#### Exercise details:
Copy exactly the last part of the entries, starting from the line with "After looking for" and including the final line.

Excerpts from a dataset:
--- START ---

PR #17290, opened 2024-06-29
refactor(rust): remove seqmacro and u8,u16 bitpack

coastalwhite:
After looking for a long time at how to SIMD this bitpacking, I am pausing for a bit to work on something else. There are some code deletions, namely removing the unused u8 and u16 implementations of bit(un)packing. This also removes the `seq_macro` crate.

Maybe, I will look at this again in the future.

### DIFF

--- END ---

#### Answer for the task:
After looking for a long time at how to SIMD this bitpacking, I am pausing for a bit to work on something else. There are some code deletions, namely removing the unused u8 and u16 implementations of bit(un)packing. This also removes the `seq_macro` crate.

Maybe, I will look at this again in the future.

### DIFF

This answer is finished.